Question: A: The radical center of the circles \({x^2} + {y^2} = 4,\;{x^2} + {y^2} - 3x = 4,\;{x^2} + {y^2} - ...

Question

A: The radical center of the circles ${x^2} + {y^2} = 4,\;{x^2} + {y^2} - 3x = 4,\;{x^2} + {y^2} - 4y = 4$ is (0, 0)
R: Radical center of three circles is the point of concurrence of the radical axes of the circles taken in pairs.
A) Both A and R are true and R is the correct explanation of A
B) Both A and R are true and R is not the correct explanation of A
C) A is true but R is false
D) A is false but R is true

Answer 1

Solution

Radical Axis Formula:-
Let two circles be
$S:{x^2} + {y^2} + 2gx + 2fy + c = 0\;$ and
$S\prime :{x_2} + {y_2} + 2g\prime x + 2f\prime y + c\prime = 0$
then equation of radical axis is
$S - S\prime = 0$
i.e. $\;2(g - g\prime )x + 2(f - f\prime ) + (c - c\prime ) = 0$
Radical Centre definition: -
The radical axis of three circles, taken in pairs, meet at a point, which is called their radical centre. The coordinate of radical centre can be found by solving the equation
${S_1} = {S_2} = {S_3} = 0$

Complete step-by-step answer:
Let:
Radical axis of first circle ${S_1} = {x^2} + {y^2} = 4............................(1)$
Radical axis of second circle ${S_2} = {x^2} + {y^2} - 3x = 4....................(2)$
Radical axis of third circle ${S_3} = {x^2} + {y^2} - 4y = 4....................(3)$
Radical axis of two circles is the locus of a point, which moves such that length of tangent drawn from it to the two circles are equal.
Equation of radical axis is ${S_1} - {S_2} = 0$ . Hence,
${S_1} - {S_2} = 0;\; \\\ {S_2} - {S_3} = 0;\; \\\ {S_3} - {S_1} = 0 \\\$
We will get the equation of radical axis and by solving them we can obtain the required radical center. Radical axis is perpendicular to the straight line joining the centre of circle. So, two circles are non-concentric.
Radical axis of first and second circle is given by i.e. Subtracting equation (1) and (2)

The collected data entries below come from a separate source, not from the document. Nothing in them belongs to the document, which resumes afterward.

PR #401, opened 2016-10-24
no conversion from T to not_null<T>

akrzemi1:


tests/notnull_tests.cpp
```diff
@@ -80,20 +80,20 @@ SUITE(NotNullTests)
...
-        not_null<Unrelated*> t = reinterpret_cast<Unrelated*>(p.get());
+        not_null<Unrelated*> t(reinterpret_cast<Unrelated*>(p.get()));
         CHECK((void*)p.get() == (void*)t.get());
     }
 
     TEST(TestNotNullAssignment)
     {
         int i = 12;
-        not_null<int*> p = &i; 
+        not_null<int*> p(&i);
```
rianquinn: If we are getting rid of the assignment operator of T, do we need the test at all? I believe there are already tests for construction.

gdr-at-ms: That line isn't exercising assignment though.

viboes: Do we need a make_not_null factory ?
```
void f(not_null<int*>);
f(make_not_null(&i))
```

Wondering if in the particular case of `not_null<T*>` it couldn't be copy-constructed and assigned from a `T&`.

```
f(i); // implicit conversion from T& to `not_null<T*>`
```

huangqinjin: @neilmacintosh `make_not_null()` is not a good idea, but what about `gsl::addressof()` just like the one in `std`?

annagrin:
please see discussion in #699. Closiing this since we decided to remove the explicit constructor and add strict_not_null type for practical purposes.

Issue #402, opened 2016-10-25
question: why no span.at()? Why no unique_ptr -> span?


rianquinn:
I'm working on some paging code, and I have to hold two lists, one is to the physical pages / directories being used by memory, and the other is to a list of my own PTE objects. The list in physical hardware has to be exactly 4K in size, so I cannot use `std::vector`, but at the same time my list of PTE objects can be. So to prevent the use of two `gsl::span` classes I use `std::vector` for my PTE objects, and I use `std::unique_ptr`/ `gsl::span` for the physical pages / directories (since the `[]` that `std::unique_ptr` provides is useless now that we have the Core Guidelines)

So a couple of questions:
- I have to use `.get()` to create the span. It would be nice to just pass a `std::unique_ptr` directly to span. It's a small thing but I feel like it's slowly eating away at my sole each time I see it. 
- Why is there no `.at()` for span? It's actually weird to me that there is a `[]` since we seem to be deprecating it's use in the STL but no `.at()` which is what we have to use in the STL. When looking at my code, half of it uses `.at()` and the other half uses `[]` (depending on whether your using the vector, or the span). The inconsistency is confusing.

neilmacintosh:
Hi @rianquinn! You make an interesting point about `unique_ptr`. I guess it currently "falls through the cracks" because it doesn't meet the standard library's criteria for contiguous container. I think that's definitely worth considering adding - support for simplified `unique_ptr` and `shared_ptr` construction.

Can we spin off a separate issue to track that feature request?

Regarding `at()`: there's already a free-function version of `at()` in the GSL. It should work for any container that is currently not range-checked on `[]` (array, `std::array`, `std::vector`) and I think it should be specialized for `span`. Would that be useful to you?

rianquinn:
I can toss in a PR for the `unique_ptr` and `shared_ptr` so that we can discuss it there. Adding the constructors for those should be pretty simple I think. 

[...]

PR #404, opened 2016-10-26
Add std::unique_ptr support to gsl::span

rianquinn:
This patch adds support for std::unique_ptr to the gsl::span
class instead of having to manually grab the pointer from
a std::unique_ptr.

It was suggestd that we also add support for std::shared_ptr,
but no array syntax exists for this class, and the element
types don't match. Until the following is accepted, I suggest
support for std::shared_ptr is left out:

http://www.open-std.org/jtc1/sc22/wg21/docs/papers/2014/n4077.html

For reference, this is part of the following issue:
https://github.com/Microsoft/GSL/issues/402

### DIFF
--- a/gsl/span
+++ b/gsl/span
@@ -29,6 +29,7 @@
 #include <stdexcept>
 #include <type_traits>
 #include <utility>
+#include <memory>
 
 #ifdef _MSC_VER
 
@@ -385,6 +386,12 @@ public:
         : storage_(&arr[0], details::extent_type<N>())
     {
     }
+
+    template<class ArrayElementType = std::add_pointer<element_type>>
+    constexpr span(const std::unique_ptr<ArrayElementType>& ptr, index_type count) : storage_(ptr.get(), count) {}
+
+    constexpr span(const std::unique_ptr<ElementType>& ptr) : storage_(ptr.get(), ptr.get() ? 1 : 0) {}
+    constexpr span(const std::shared_ptr<ElementType>& ptr) : storage_(ptr.get(), ptr.get() ? 1 : 0) {}
 
     // NB: the SFINAE here uses .data() as a incomplete/imperfect proxy for the requirement
     // on Container to be a contiguous sequence container.
--- a/tests/span_tests.cpp
+++ b/tests/span_tests.cpp
@@ -483,6 +483,72 @@ SUITE(span_tests)
 #endif
     }
 
+    TEST(from_unique_pointer_construction)
+    {
+        {
+            auto ptr = std::make_unique<int>(4);
+
+            {
+                span<int> s{ptr};
+                CHECK(s.length() == 1 && s.data() == ptr.get());
+                CHECK(s[0] == 4);
+            }
+        }
+
+        {
+            auto ptr = std::unique_ptr<int>{nullptr};
+
+            {
+                span<int> s{ptr};
+                CHECK(s.length() == 0 && s.data() == nullptr);
+            }
+        }
+
+        {
+            auto arr = std::make_unique<int[]>(4);
+
+            for (auto i = 0; i < 4; i++)
+                arr[i] = i + 1;
+
+            {
+                span<int> s{arr, 4};
+                CHECK(s.length() == 4 && s.data() == arr.get());
+                CHECK(s[0] == 1 && s[1] == 2);
+            }
+        }
+
+        {
+            auto ptr = std::unique_ptr<int[]>{nullptr};
+
+            {
+                span<int> s{ptr, 0};
+                CHECK(s.length() == 0 && s.data() == nullptr);
+            }
+        }
+    }
+
+    TEST(from_shared_pointer_construction)
+    {
+        {
+            auto ptr = std::make_shared<int>(4);
+
+            {
+                span<int> s{ptr};
+                CHECK(s.length() == 1 && s.data() == ptr.get());
+                CHECK(s[0] == 4);
+            }
+        }
+
+        {
+            auto ptr = std::shared_ptr<int>{nullptr};
+
+            {
+                span<int> s{ptr};
+                CHECK(s.length() == 0 && s.data() == nullptr);
+            }
+        }
+    }
+
     TEST(from_container_constructor)
     {
         std::vector<int> v = {1, 2, 3};


neilmacintosh:
@rianquinn I like Jonathan Wakeley's paper, but I don't think there's any need to delay adding support for `shared_ptr`. A single element is still a contiguous sequence of one. So I would want to support creating a `span` easily from both `unique_ptr` and `shared-ptr`, regardless of whether they contain a single element or an array...given both are commonly used standard library "containers" (even though they don't meet the requirements for a contiguous container).

rianquinn:
That's fine. There a couple of issues (some are just things I have to learn about template programming). 
- unique_ptr and shared_ptr don't take the same `class T`. It just so happens that unique_ptr and span are in sync so it work, trying to do the same thing with shared_ptr didn't work as it was complaining about the fact that you would have to define the shared_ptr with T*, but span with T, so I just have to figure out how to strip the reference to make that work (I think... 😄)
- The unit test will have some funk code in it to initialize the shared_ptr with some known values. My original though to do that is to actually create a standard array so that I can initialize it, and then pass the pointer to shared_ptr to be managed from there, which in turn would be used to create the span. Obviously all of that could do away once that spec is implemented.

rianquinn:
@neilmacintosh I added support for std::shared_ptr. I actually had it backwards and needed to add a reference to unique_ptr so all around I think this is better. 

Sadly, I left my editor in a mode were it removed trailing spaces, which I guess is in issue in the code. If you want, I can re-submit this with the spaces added back in. Up to you.

rianquinn:
I fixed the whitespace issue, so we should be good to go.

rianquinn:
Any other comments on this PR?

neilmacintosh:
I'll take a look a little later on today.

tests/span_tests.cpp
```diff
@@ -483,6 +483,66 @@ SUITE(span_tests)
 #endif
     }
 
+    TEST(from_unique_pointer_construction)
+    {
+        {
+            auto arr = new int[4];
+            auto ptr = std::unique_ptr<int>(arr);
```
neilmacintosh: Doesn't this result in the wrong `delete` being called when `ptr` goes out of scope?

tests/span_tests.cpp
```diff
@@ -483,6 +483,66 @@ SUITE(span_tests)
...
+
+            for (auto i = 0; i < 4; i++)
+                arr[i] = i + 1;
+
+            {
+                span<int> s{arr, 4};
```
neilmacintosh: Is `arr` here supposed to be `ptr`? I assumed you were trying to test construction of the `span` from the `unique_ptr`.

tests/span_tests.cpp
```diff
@@ -483,6 +483,66 @@ SUITE(span_tests)
...
+                CHECK(s.length() == 4 && s.data() == ptr.get());
+                CHECK(s[0] == 1 && s[1] == 2);
+            }
+
+            {
+                span<int> s{std::unique_ptr<int>{nullptr}, 0};
```
neilmacintosh: While I get that it's probably ok in this exact test case, it seems like it might encourage a misunderstanding to construct a `span` from a temporary `unique_ptr`. For any initial value other than `nullptr` that would result in disaster ;-)

tests/span_tests.cpp
```diff
@@ -483,6 +483,66 @@ SUITE(span_tests)
...
+                arr[i] = i + 1;
+
+            {
+                span<int> s{arr, 4};
+                CHECK(s.length() == 4 && s.data() == arr.get());
+                CHECK(s[0] == 1 && s[1] == 2);
+            }
+
+            {
+                span<int> s{std::unique_ptr<int>{nullptr}, 0};
```
neilmacintosh: As per previous comment, container lifetime must always exceed view lifetime.

tests/span_tests.cpp
```diff
@@ -483,6 +483,66 @@ SUITE(span_tests)
...
+            arr[i] = i + 1;
+
+        {
+            span<int> s{arr, 4};
+            CHECK(s.length() == 4 && s.data() == ptr.get());
+            CHECK(s[0] == 1 && s[1] == 2);
+        }
+
+        {
+            span<int> s{std::unique_ptr<int>{nullptr}, 0};
```
neilmacintosh: I'm assuming this should be `shared_ptr`, not `unique_ptr`, but then it should also outlive the `span` created from it.

tests/span_tests.cpp
```diff
@@ -483,6 +483,66 @@ SUITE(span_tests)
...
+                span<int> s{std::unique_ptr<int>{nullptr}, 0};
+                CHECK(s.length() == 0 && s.data() == nullptr);
+            }
+        }
+    }
+
+    TEST(from_shared_pointer_construction)
+    {
+        auto arr = new int[4];
+        auto ptr = std::shared_ptr<int>(arr);
```
neilmacintosh: I'm pretty sure this will use the wrong `delete` unless you provide a custom deleter argument.

gsl/span
```diff
@@ -386,6 +387,11 @@ public:
     {
     }
 
+    template<class ArrayElementType = std::add_pointer<element_type>>
+    constexpr span(const std::unique_ptr<ArrayElementType>& ptr, index_type count) : storage_(ptr.get(), count) {}
```
neilmacintosh: My feeling is that we want two constructors here, to distinguish between the array and non-array holding versions of `unique_ptr'. The non-array version doesn't need a count, it can just be a convenient way to initialize a single-element `span` from that particular standard container.

gsl/span
```diff
@@ -386,6 +387,11 @@ public:
...
+
+    constexpr span(const std::shared_ptr<ElementType>& ptr, index_type count) : storage_(ptr.get(), count) {}
```
neilmacintosh: Until `shared_ptr` can officially take multiple elements, I'd be tempted to just have this constructor take a `shared_ptr` and construct a single-element `span` from it. If we hear that a lot of people go to the effort of putting dynamically-allocated arrays into `shared_ptr`, then we can always add the second overload.

rianquinn:
@neilmacintosh Thanks for the awesome feedback. Sorry it took so long to get the fixes in. I think this patch addresses all of your concerns, and I agree that this is a much cleaner approach as the non-array versions make a lot more sense this way.

neilmacintosh:
Thanks @rianquinn, this is a nice addition to the group of standard library containers supported by `span`.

\Rightarrow \left( {{x^2} + {y^2}} \right) - \left( {{x^2} + {y^2} - 3x} \right) = 0 \\\ \Rightarrow 3x = 0 \\\ \Rightarrow x = 0..............................(4) \\\

Radical axis of second and third circle is given by i.e. Subtracting equation (2) and (3)
$\Rightarrow \left( {{x^2} + {y^2} - 3x} \right) - \left( {{x^2} + {y^2} - 4y} \right) = 0 \\\ \Rightarrow 3x + 4y = 0..............................(5) \\\$
Radical axis of third and second circle is given by i.e. Subtracting equation (3) and (1)
$\Rightarrow \left( {{x^2} + {y^2} - 4y} \right) - \left( {{x^2} + {y^2}} \right) = 0 \\\ \Rightarrow - 4y = 0 \\\ \Rightarrow y = 0..............................(6) \\\$
Thus the radical centre is (0, 0). Hence A is correct.
Substituting x in equation (5) by equation (4) gives the value of y similar to given by equation (6). These three straight lines meet at a point; since it is obvious that the values of x and y which simultaneously satisfy two of the equations, is also satisfying the third equation.
Hence R is also correct.
So Option (A) is the correct answer.

Note: Radical axis is a useful tool to prove the collinearity of points. To prove that a certain number of points lie on a straight line, we may try to show that each of these points has equal power to two circles and then draw the conclusion that they all lie on the radical axis of the circles.
Similarly, we can use radical center to prove the concurrency of lines. The strategy is to show that each of these lines is the radical axis of a pair of circles and then conclude that they meet at the radical center.